TO DO = Your job is to return every line in the data holding the string "none".

----

PR #162, opened 2020-02-09
adds auto-delete for some characters created by auto-parens

bzyeung:
Addresses racket/drracket#201 regarding parens as well as analogous
behavior for " and | characters.

### DIFF
--- a/gui-doc/scribblings/framework/color.scrbl
+++ b/gui-doc/scribblings/framework/color.scrbl
@@ -270,6 +270,15 @@
     editor.
 
   }
+  @defmethod[(get-matching-paren-string [paren-str string?]
+                                        [get-side (or/c 'open 'close 'either) 'either])
+             (or/c string? #f)]{
+    Returns a string of a paren matching the other side of @racket[paren-str] as specified
+    by the @racket[pairs] argument of @method[color:text<%> start-colorer], if one exists
+    on the side indicated by @racket[get-side]. If there is no match on the corresponding
+    side, including if @racket[paren-str] contains any characters other than a single paren
+    token (even whitespace), returns @racket[#f] instead.
+  }
   @defmethod[(skip-whitespace (position exact-nonnegative-integer?)
                               (direction (or/c 'forward 'backward))
                               (comments? boolean?))
--- a/gui-lib/framework/private/color.rkt
+++ b/gui-lib/framework/private/color.rkt
@@ -66,6 +66,8 @@ added get-regions
     
     is-lexer-valid?
     on-lexer-valid
+
+    get-matching-paren-string
     
     skip-whitespace
     backward-match
@@ -743,6 +745,21 @@ added get-regions
     (define/private (get-match-color) 
       (color-prefs:lookup-in-color-scheme 'framework:paren-match-color))
     
+    ;; See docs
+    ;; String Symbol -> (U String False)
+    (define/public (get-matching-paren-string paren-str [get-side 'either])
+      (define sym (string->symbol paren-str))
+      (define checker
+        (case get-side
+          [(either) (λ (x) (member sym x))]
+          [(open) (λ (x) (equal? sym (cadr x)))]
+          [(close) (λ (x) (equal? sym (car x)))]
+          [else (raise-argument-error 'get-matching-paren-string
+                                      "(or/c 'open 'close 'either)"
+                                      get-side)]))
+      (for/first ([pair (in-list pairs)]
+                  #:when (checker pair))
+        (symbol->string (car (remove sym pair)))))
     
     ;; higlight : number number number (or/c color any)
     ;;   if color is a color, then it uses that color to higlight
--- a/gui-test/framework/tests/racket.rkt
+++ b/gui-test/framework/tests/racket.rkt
@@ -8,12 +8,35 @@
 
 (module+ test
   (with-private-prefs
+    (test-get-matching-paren-string)
     (open-paren-typing)
     (test-text-balanced)
     (indentation-tests)
     (magic-square-bracket-tests)
     (insert-return-tests)
     (test-message-send)))
+
+;;;;;;;;;;;;;;;;;;;;;;;;;;;;;;;;;;;;;;;;;;;;;;;;;;;;;;;;;;;;
+;;
+;; testing get-matching-paren-string method
+;;
+
+(define (test-get-matching-paren-string)
+  (define t (new racket:text%))
+
+  (check-equal? (send t get-matching-paren-string "(") ")")
+  (check-equal? (send t get-matching-paren-string "(" 'close) ")")
+  (check-equal? (send t get-matching-paren-string "(" 'open) #f)
+  (check-equal? (send t get-matching-paren-string "]") "[")
+  (check-equal? (send t get-matching-paren-string "]" 'open) "[")
+  (check-equal? (send t get-matching-paren-string "{" 'either) "}")
+  (check-equal? (send t get-matching-paren-string "}" 'close) #f)
+  (check-exn exn:fail? (λ () (send t get-matching-paren-string "(" #f)))
+  (check-exn exn:fail? (λ () (send t get-matching-paren-string "(" 'forward)))
+  (check-equal? (send t get-matching-paren-string "[]") #f)
+  (check-equal? (send t get-matching-paren-string "} ") #f)
+  (check-equal? (send t get-matching-paren-string "") #f)
+  (check-equal? (send t get-matching-paren-string "abc") #f))
 
 ;;;;;;;;;;;;;;;;;;;;;;;;;;;;;;;;;;;;;;;;;;;;;;;;;;;;;;;;;;;;
 ;;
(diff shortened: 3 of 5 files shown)


rfindler:
I didn't try this out but just reading the code it looks pretty reasonable to me.

One question I wonder about: should we be getting the matching pairs from the colorer instead of having them be directly in the text? I see that this is happening for the paren matching pairs but not the double quotes or bars.

bzyeung:
As far as I'm aware, it's not getting the paren pairs from the colorer, either.  `racket-paren:get-paren-pairs` is just a list of corresponding pairs of single-character strings.  I noticed that the list was used in a couple of other places throughout the file, so I used it here, too.

bzyeung:
To be a bit more precise, I was using the colorer to determine if the two characters were the same classification.  That might be more conservative than necessary for non-parens, but I was trying to err towards conservative behavior when there was potential ambiguity.

bzyeung:
Looking at it again, it also has that `eq?` instead of `equal?` issue that you had mentioned in the other bugfix.  I'm happy to tweak that along with any other recommendations you have.

rfindler:
Maybe the right thing is to add a method to [`color:text<%>`](https://github.com/racket/gui/blob/master/gui-lib/framework/private/color.rkt#L52) (which also means we need docs for it) that accepts something that might be one half of a paren pair (the things in the [`pair` private field](https://github.com/racket/gui/blob/master/gui-lib/framework/private/color.rkt#L120)) and, if it is to return the other side of the pair and if it isn't to return `#f`; then we could use that here.

rfindler:
Let me know if you have questions about any of that or want to hand things off.

bzyeung:
Sorry about going silent for a bit there!  I think I follow that, and it makes sense to me.  Does that mean that (at least in theory) we would eventually want to replace all uses of `racket-paren:get-paren-pairs`?  That is, that those uses should be handled at the `color:text<%>` level with appropriate manipulations of the `pair` field?

rfindler:
I suppose it depends on why they are using them! But possibly, yes.

bzyeung:
As I started exploring this, I thought back to your initial musing about potentially asymmetrical treatment of parens and non-paren paired characters.  If we go forward with the change to the colorer, wouldn't this *make* it asymmetrical?

Currently, the [`pair` private field](https://github.com/racket/gui/blob/master/gui-lib/framework/private/color.rkt#L120) only references parens.  Wouldn't extending it to double quotes and bars be problematic?  (as in the [`insert-close-paren` method](https://github.com/racket/gui/blob/547211f6dbe1400b2c89dcb8ef1eaaa52239b7f8/gui-lib/framework/private/color.rkt#L1101)) Maybe the right answer is to add another field for string-delimiters and symbol-delimiters (for example), with associated methods, but that's starting to seem like a rather large change.  Either way, I'm wondering whether this should go in a future commit instead of this one.  (And yes, I'm volunteering to work on that, if you decide that's the way to go!  :) )

For sure, sticking entirely to text patterns, especially forcing the two positions to be the same token type, was a simplification, but I'm not sure if there's a specific (unambiguous) behavior we're trying to capture.  If there is, I'm happy to accommodate that (and edit the `equal?` cases while I'm at it).  If you're happy with the behavior but you want me to update the colorer and this function so that just the paren part goes through the colorer while the double quote and bar goes directly based on text, I can do that, too.

I should have time to work on whichever you think makes more sense in the next day or two.  What do you think?

rfindler:
I agree that figuring out matching when there aren't two separate characters requires significant extra work. Let's not hold up this pull request for that. 

For now, I'd be more than happy with going through the colorer to get the actual parenthesis and using that. Thank you!

bzyeung:
I think I have something ready for you to take a look at.  Do you want these updates squashed into one commit again, or would you prefer these be two separate commits?

gui-doc/scribblings/framework/color.scrbl
```diff
@@ -270,6 +270,14 @@
...
 
   }
+  @defmethod[(get-matching-paren-string [paren-str string?]
+                                        [get-side (or/c 'open 'close 'either) 'either])
+             (or/c string? #f)]{
+    Returns a string of a paren matching the other side of @racket[paren-str], if one exists
+    on the side indicated by @racket[get-side], or @racket[#f] if there is none.
+    If @racket[paren-str] includes any characters other than a single paren token (including
+    whitespace), this method returns @racket[#f].
+  }
```
rfindler: Probably good to connect this to the `pairs` argument of `start-colorer`?

gui-lib/framework/private/color.rkt
```diff
@@ -743,6 +745,21 @@ added get-regions
...
+    ;; String Symbol -> (U String False)
+    (define/public (get-matching-paren-string paren-str [get-side 'either])
+      (define sym (string->symbol paren-str))
+      (define checker
+        (case get-side
+          [(either) (λ (x) (member sym x))]
+          [(open) (λ (x) (equal? sym (cadr x)))]
+          [(close) (λ (x) (equal? sym (car x)))]
+          [else (raise-argument-error 'get-matching-paren-string
+                                      "(or 'open 'close 'either)"
```
rfindler: `or/c`, not `or`.

gui-test/framework/tests/racket.rkt
```diff
@@ -611,6 +621,45 @@
...
+      ))
+  (for ([s single-delete-scenarios]
+        #:unless (and (string=? "\"" open)
+                      (string=? "in-string" (car s))))
+    (let* ([before (cadr s)]
+           [after (string-append close (caddr s))]
+           [before-and-open (string-append before open)]
+           [result (list before after)])
+      (test-parens-behavior/full (format "~a-~a" (string-append open close) (car s))
+                                 before-and-open "" after #\backspace `(,result ,result)))))
```
rfindler: need some tests for the new method.

gui-doc/scribblings/framework/color.scrbl
bzyeung: Thanks, will do!

gui-lib/framework/private/color.rkt
bzyeung: Thanks!

gui-test/framework/tests/racket.rkt
bzyeung: Are the tests in color-text.rkt suitable if I move them over, but applied to an instance of racket:text% instead of color:text%?  Should I delete them from color-text.rkt, or is there somewhere else we have tests for (not racket-specific) color:text<%>?

rfindler:
Sorry, I got distracted when I was reading the code over: it looks like the current colorer doesn't actually get "\"" and "|" as things in the list of strings. Maybe that means we need a slightly different strategy somehow?

bzyeung:
I see several options, but none of them are perfect.  I think we agreed that doing all of parens, `"`, and `|` in `color:text<%>` is too much for now; I don't quickly see a way to do that without quite a bit of surgery.

One choice is whether we want to delete extra `"` or `|` by direct text manipulation or simply not do them at all.  Up to this point, my versions tried to do this, because we *add* `"` and `|` by direct text manipulation.  We could, of course, back this functionality out entirely, and decide that we're only going to delete "extra" *parens*, but that's unappealing because of the asymmetry between adding and deleting.  (Then again, I'm not sure it's possible to be "perfectly" symmetrical anyway.)

The other side is how we want to handle parens.  I agree that if we do it by direct text manipulation, to preserve some similar mechanisms with `"` and `|` removal, it's not entirely pretty, but I thought it was reasonable because there are so few cases for this feature; the intended behavior is only for empty pairs.  If we want to go through `color:text<%>`, one way to approach it without changing the interface might be to use `forward-match` and `classify-position` to find a parenthesis match one position apart.

The current version changes the interface by adding some type of `pair` field querying, which could be useful in a few other places in the racket text-mixin code.  We might even add more (in other PRs), to eventually eliminate `racket-paren:get-paren-pairs`, thus consolidating paren pairing between the colorer and racket module.  (We could also change `color:text<%>` in other ways, but I haven't looked deeply enough to see what might make sense.)

Maybe the answer is to push a text manipulation-only version or a `color:text<%>` version that does *not* change the interface for right now, and simultaneously open a new issue to hash out how we want to deal with parens more generally in the racket module?

bzyeung:
I came up with a couple more ideas, but maybe we should back up a bit to try to build some clarity here: can you be a bit more specific about what the issue with the existing strategies have been?  In particular, is there something that makes all of the existing proposals worse than, say, [bars and double quotes in `maybe-insert-brace-pair`](https://github.com/racket/gui/blob/2a76a975dc054bb2d9dab12e7d9cebd231d2357b/gui-lib/framework/private/racket.rkt#L1722)?

rfindler:
I mean that the new method you are adding makes sense for parentheses but I'm not seeing how it makes sense for the double quote and bar characters. Maybe I just missed something?

I'm thinking that the simple thing is best, namely adding the method but having it work only for the things that are already in paren pairs list and then, regrettably, just special casing double quote and bar, the way that they are already being handled elsewhere. 

It may make sense to have some more "centralized" knowledge of those two characters (somehow, whatever that might mean) in preparation for allowing the #lang line to customize them by specifying what the given language's matching delimiters are, but perhaps that's a better job in a separate issue.

(Does this make more sense?)

bzyeung:
Yes, it does!  Sorry; I thought this situation is what you were talking about with [this earlier comment](https://github.com/racket/gui/pull/162#issuecomment-603826452), so I was wondering whether your more recent remark meant I was missing a deeper flaw somewhere along the line.

I agree that doing the additional surgery to `color:text<%>` at some point is desirable, but I couldn't see a way to do it without significantly more work, and I'd want to give it more thought to make sure we did things intelligently.

The only other thought I had would be to start mucking with undo, but that would exhibit significantly different behavior.  (And isn't without its own potential mayhem.)

I'll open an issue to discuss how to consolidate handling of delimiters more generally.  In the meantime, are there any other edits you'd like for this current code?

bzyeung:
Sorry for the long fallow period, but I think the last to-do on this is to decide what to do with the tests; at present, I've got the tests located in two different files, which is probably not ideal.  Please let me know what I can do to get this part across the finish line.

(I hope to take a deeper dive into the broader questions raised in this conversation soon.)

rfindler:
I'm happy with the current state. I'll rebase to master.

PR #1487, opened 2022-12-13
fix: remove `sourceURL` from emitted CSS

alan-agius4:
This PR contains a:

- [x] **bugfix**
- [ ] new **feature**
- [ ] **code refactor**
- [ ] **test update** 
- [ ] **typo fix**
- [ ] **metadata update**

### Motivation / Use-Case

In this case the `sourceURL` is not needed as the entire sourcemap which cotains all the information is being embeeded.

Multiple `sourceURL` is also causing issues when in Chrome devtools.
### Additional Info
See: https://github.com/angular/angular-cli/issues/24414 for more information.


alexander-akait:
Can you create reproducible example using pure webpack, because I can't get two `sourceURL`

```
/*# sourceURL=webpack://./src/app/b/b.component.scss */
/*# sourceURL=webpack://./src/styles.scss */
```

alan-agius4:
@alexander-akait all you need to do is enable sourcemaps in sass-loader. 

Here's an example

https://github.com/webpack-contrib/css-loader/compare/master...alan-agius4:css-loader:repro#diff-b15393677601d8b57053e1e25f5e3e9ef695b570273563e83f2217315bf28cf1R2520-R2522

alexander-akait:
hm, maybe you are right, I looked at code and found we already built-in source map:
```
const data = `sourceMappingURL=data:application/json;charset=utf-8;base64,${base64}`;
const sourceMapping = `/*# ${data} */`;
```

and then duplicate:
```
const sourceURLs = cssMapping.sources.map(
  (source) => `/*# sourceURL=${cssMapping.sourceRoot || ""}${source} */`
);
```

Not sure why we are doing it, I want to look at github history and found why it was implemented

alan-agius4:
Correct, I did look into the git history before doing the PR to see the reasoning behind this. But I didn’t find anything meaningful. It looks like it was implemented like this from the beginning.

alexander-akait:
@alan-agius4 That is really strange, no one reports about it before :smiley:

alexander-akait:
@alan-agius4 https://github.com/webpack-contrib/css-loader/commit/6da7e90748364fe61231ba71e3d9057c41271f5f, looks like it was implemented for `angular` :smile:

alexander-akait:
Okay, let's merge and release, I think it should not break the logic, because we really have the same in `sourceMappingURL` (maybe chrome had bugs with `sources` before, but I think we can't check)

alan-agius4:
Thanks @alexander-akait

Issue #1540, opened 2023-09-26
getLocalIdent pass selector type


koga73:
### Feature Proposal

I propose that we update the getLocalIdent parameters to pass whether the localName selector is an id or class.

Currently you can pass a custom function for getLocalIdent however there is no way to determine whether the localName parameter is an id or class.

Upon examining the Utils.js file it utilizes "postcss-modules-scope" package and passes a "generateScopedName" function. This function passes (exportName, resourceFile, rawCss) parameters. Currently css-loader only makes use of the exportName parameter. Using the rawCss parameter we can determine if the exportName is an id or class and pass this info to the getLocalIdent function.

### Feature Use Case

I would like the ability to only transform class names and not transform id. This is because keeping the original id is useful for anchoring (href="#section1") as well as code that rely on finding elements by id (automated tests, analytics, vanilla js, etc).

### Please paste the results of `npx webpack-cli info` here, and mention other relevant info

```
  System:
    OS: Windows 10 10.0.19042
    CPU: (32) x64 AMD Ryzen 9 5950X 16-Core Processor
    Memory: 50.14 GB / 63.90 GB
  Binaries:
    Node: 18.16.0 - C:\Program Files\nodejs\node.EXE
    Yarn: 1.22.19 - C:\Program Files\nodejs\yarn.CMD
    npm: 9.5.1 - C:\Program Files\nodejs\npm.CMD
  Browsers:
    Chrome: 116.0.5845.188
    Edge: Spartan (44.19041.423.0), Chromium (117.0.2045.41)
    Internet Explorer: 11.0.19041.1
  Packages:
    babel-loader: 8.2.2 => 8.2.2
    copy-webpack-plugin: 9.0.1 => 9.0.1
    css-loader: 5.0.1 => 5.0.1
    dotenv-webpack: 6.0.0 => 6.0.0
    html-webpack-plugin: 5.5.3 => 5.5.3
    sass-loader: 13.2.2 => 13.2.2
    string-replace-loader: 3.1.0 => 3.1.0
    webpack: 5.88.1 => 5.88.1
    webpack-cli: 5.1.4 => 5.1.4
    webpack-dev-server: 4.15.1 => 4.15.1
```

alexander-akait:
PR welcome

koga73:
PR: https://github.com/webpack-contrib/css-loader/pull/1556
Thank you!

alexander-akait:
[...]

PR #1556, opened 2023-12-21
Updated generateExportEntry to expose node details

koga73:
This PR contains a:

- [ ] **bugfix**
- [x] new **feature**
- [ ] **code refactor**
- [ ] **test update** 
- [ ] **typo fix**
- [ ] **metadata update**

### Motivation / Use-Case

I would like the ability to only transform class names and not transform id. This is because keeping the original id is useful for anchoring (href="#section1") as well as code that rely on finding elements by id (automated tests, analytics, vanilla js, etc).
https://github.com/webpack-contrib/css-loader/issues/1540

### Breaking Changes

N/A

### Additional Info

Updated postcss-modules-scope dependency with latest which passes the node object to generateExportEntry. The node object has a "type" property that can be used to determine if the node is an id or class.

### DIFF
--- a/package-lock.json
+++ b/package-lock.json
@@ -13,7 +13,7 @@
         "postcss": "^8.4.29",
         "postcss-modules-extract-imports": "^3.0.0",
         "postcss-modules-local-by-default": "^4.0.3",
-        "postcss-modules-scope": "^3.0.0",
+        "postcss-modules-scope": "^3.1.0",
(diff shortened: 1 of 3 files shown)


alexander-akait (commented):
Looks good, can you add a small test case to ensure everything works

alexander-akait (approved):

----

ANSWER BELOW =
+    on the side indicated by @racket[get-side], or @racket[#f] if there is none.
I see several options, but none of them are perfect.  I think we agreed that doing all of parens, `"`, and `|` in `color:text<%>` is too much for now; I don't quickly see a way to do that without quite a bit of surgery.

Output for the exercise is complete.